*** Records

PR #6172, opened 2026-06-20
fix(voice): expose item_id on UserInputTranscribedEvent

### LINKED ISSUE #6110: Expose item_id (and speech-start timestamp) on UserInputTranscribedEvent for per-utterance dedup
### Feature Type

### Feature Description

`AgentSession`'s `user_input_transcribed` event fires once per interim transcript. With realtime models (OpenAI/xAI), the input-transcription delta handler emits a new `input_audio_transcription_completed(is_final=False)` for every streamed delta chunk, so a single user utterance produces many `user_input_transcribed` events with `is_final=False`.

A common need is to react exactly once per utterance — e.g. send an RPC to the frontend so it can show a "user is being transcribed" placeholder before the agent responds. To do that, a consumer needs a stable key to correlate all interim events belonging to the same utterance.

That key already exists internally: `livekit.agents.llm.InputTranscriptionCompleted` carries `item_id`. But it is discarded when the framework re-emits the event upward:

        )  # ev.item_id is dropped

`UserInputTranscribedEvent` (livekit/agents/voice/events.py) only exposes `transcript`, `is_final`, `speaker_id`, `language`, `created_at` — no `item_id`.

Request:
- Add `item_id: str | None` to `UserInputTranscribedEvent` and forward `ev.item_id` in `_on_input_audio_transcription_completed`.
- Optionally, include a stable timestamp marking when the utterance/item first started, so consumers can dedup/order without holding their own state.

Why: this lets a single, provider-agnostic `user_input_transcribed` subscription dedup to one action per utterance, instead of forcing consumers to either track `last_item_id` manually or drop down to a provider-specific raw event.

Two workarounds, both unsatisfying:

1. Manual state: keep a `last_item_id` in the handler closure and skip duplicates. But `UserInputTranscribedEvent` has no `item_id`, so this isn't actually possible from the high-level event — the only stable correlation key is unavailable.

2. Bypass the abstraction: subscribe to the OpenAI plugin's raw `openai_server_event_received`, parse the raw dict, and read `item_id` to dedup:

       session.current_agent.realtime_llm_session.on("openai_server_event_received")(handler)
       # handler filters event["type"] == "conversation.item.input_audio_transcription.delta"
       # and dedups on event["item_id"]

   This works for OpenAI/xAI but is NOT portable — the Gemini realtime plugin (livekit-plugins-google) never emits `openai_server_event_received`, so the same code silently does nothing on Gemini.

Subscribing to the provider-agnostic `input_audio_transcription_completed` on the realtime session works across providers, but still can't dedup because the re-emitted `UserInputTranscribedEvent` lacks `item_id` (the underlying `InputTranscriptionCompleted` has it). Hence this request.

### Additional Context

Versions:
- livekit-agents 1.5.17
- livekit (rtc) 1.1.8
- livekit-plugins-openai 1.5.17
- livekit-plugins-google 1.5.17
- Python 3.13, macOS

Relevant code references:
- UserInputTranscribedEvent fields: livekit/agents/voice/events.py (class UserInputTranscribedEvent)
- item_id dropped on re-emit: livekit/agents/voice/agent_activity.py (_on_input_audio_transcription_completed)
- item_id present at source: livekit/agents/llm/realtime.py (class InputTranscriptionCompleted)
- OpenAI/xAI emit one interim per delta chunk: livekit/plugins/openai/realtime/realtime_model.py (_handle_conversion_item_input_audio_transcription_delta)
- Gemini emits the same normalized event from a different base class: livekit/plugins/google/realtime/realtime_api.py (_handle_server_content)

Confirmed behavior: with the same handler bound to `input_audio_transcription_completed`, interim events fire repeatedly per utterance on both OpenAI/xAI (token-by-token) and Gemini (whole-sentence in one interim). A passed-through `item_id` would let consumers collapse these to one action per utterance uniformly.

DIYA73:
Closes livekit/agents#6110

## What

Adds `item_id: str | None = None` to `UserInputTranscribedEvent` and forwards<br>`ev.item_id` from `llm.InputTranscriptionCompleted` in<br>`AgentActivity._on_input_audio_transcription_completed`.

## Why

Realtime models (OpenAI/xAI/Gemini) emit multiple interim<br>`user_input_transcribed` events per utterance. `InputTranscriptionCompleted`<br>already carries a stable `item_id` to correlate these, but it was being<br>dropped when re-emitted as `UserInputTranscribedEvent`, forcing consumers to<br>either track state manually (impossible — the field wasn't exposed) or<br>subscribe to provider-specific raw events.

## Testing

* Added `test_user_input_transcribed_event_item_id` covering both the<br>populated and default-None cases
* `ruff check` / `ruff format`: clean
* `mypy` (full project, 601 source files): 0 issues
* Existing test suite: no regressions

### DIFF
--- a/livekit-agents/livekit/agents/voice/events.py
+++ b/livekit-agents/livekit/agents/voice/events.py
@@ -331,7 +331,11 @@ class UserInputTranscribedEvent(BaseModel):
     transcript: str
     is_final: bool
     item_id: str | None = None
-    """Provider-specific ID for the transcribed input item, when available."""
+    """Stable id correlating all interim transcripts belonging to the same utterance.
+
+    Mirrors ``llm.InputTranscriptionCompleted.item_id``. Useful for deduplicating
+    repeated interim events from realtime models (e.g. only reacting once per
+    utterance instead of once per streamed delta chunk)."""
     speaker_id: str | None = None
     language: LanguageCode | None = None
     created_at: float = Field(default_factory=time.time)
--- a/tests/test_agent_session.py
+++ b/tests/test_agent_session.py
@@ -114,6 +114,7 @@ def test_user_input_transcribed_event_item_id():
     ev_no_id = UserInputTranscribedEvent(transcript="hello", is_final=True)
     assert ev_no_id.item_id is None
 
+
 async def test_events_and_metrics() -> None:
     speed = 1
     actions = FakeActions()
--- a/tests/test_agent_session.py
+++ b/tests/test_agent_session.py
@@ -31,7 +31,6 @@ from livekit.agents import (
 from livekit.agents.llm import (
     FunctionTool,
     FunctionToolCall,
-    InputTranscriptionCompleted,
     RawFunctionTool,
     ToolContext,
     ToolFlag,
--- a/tests/test_agent_session.py
+++ b/tests/test_agent_session.py
@@ -100,30 +100,19 @@ class MyAgent(Agent):
 SESSION_TIMEOUT = 60.0
 
 
-def test_realtime_user_input_transcription_preserves_item_id() -> None:
-    captured_events: list[UserInputTranscribedEvent] = []
+def test_user_input_transcribed_event_item_id():
+    """UserInputTranscribedEvent should accept and expose item_id (#6110).
 
-    class DummySession:
-        def _user_input_transcribed(self, ev: UserInputTranscribedEvent) -> None:
-            captured_events.append(ev)
+    item_id is the stable correlation key from llm.InputTranscriptionCompleted,
+    forwarded by AgentActivity._on_input_audio_transcription_completed so realtime
+    consumers can dedup repeated interim transcripts belonging to the same utterance.
+    """
+    ev = UserInputTranscribedEvent(transcript="hello", is_final=False, item_id="item_abc123")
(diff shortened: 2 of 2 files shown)


livekit-agents/livekit/agents/voice/events.py
```diff
@@ -331,7 +331,11 @@ class UserInputTranscribedEvent(BaseModel):
     transcript: str
     is_final: bool
     item_id: str | None = None
-    """Provider-specific ID for the transcribed input item, when available."""
+    """Stable id correlating all interim transcripts belonging to the same utterance.
```
longcw, line 334: this pr is only for doc change, have you confirmed the `item_id` here is stable id, and it's different across turns?

DIYA73: Confirmed both.

Forwarding is intact — `_on_input_audio_transcription_completed` still sets `item_id=ev.item_id` (agent_activity.py:1842), so this diff really is just the docstring catching up to what the code already does.

On stability: every realtime plugin sources `item_id` from the provider's own per-turn id — OpenAI and xAI both pass through `event.item_id` from the provider event, Google uses `gen.input_id`, AWS uses `turn.input_id`. Same id across a turn's interim → final events, new id for the next turn. Checked the call sites rather than assuming.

******

In the listing above, find every line with the string "files" and state how many there are, with no other words.

2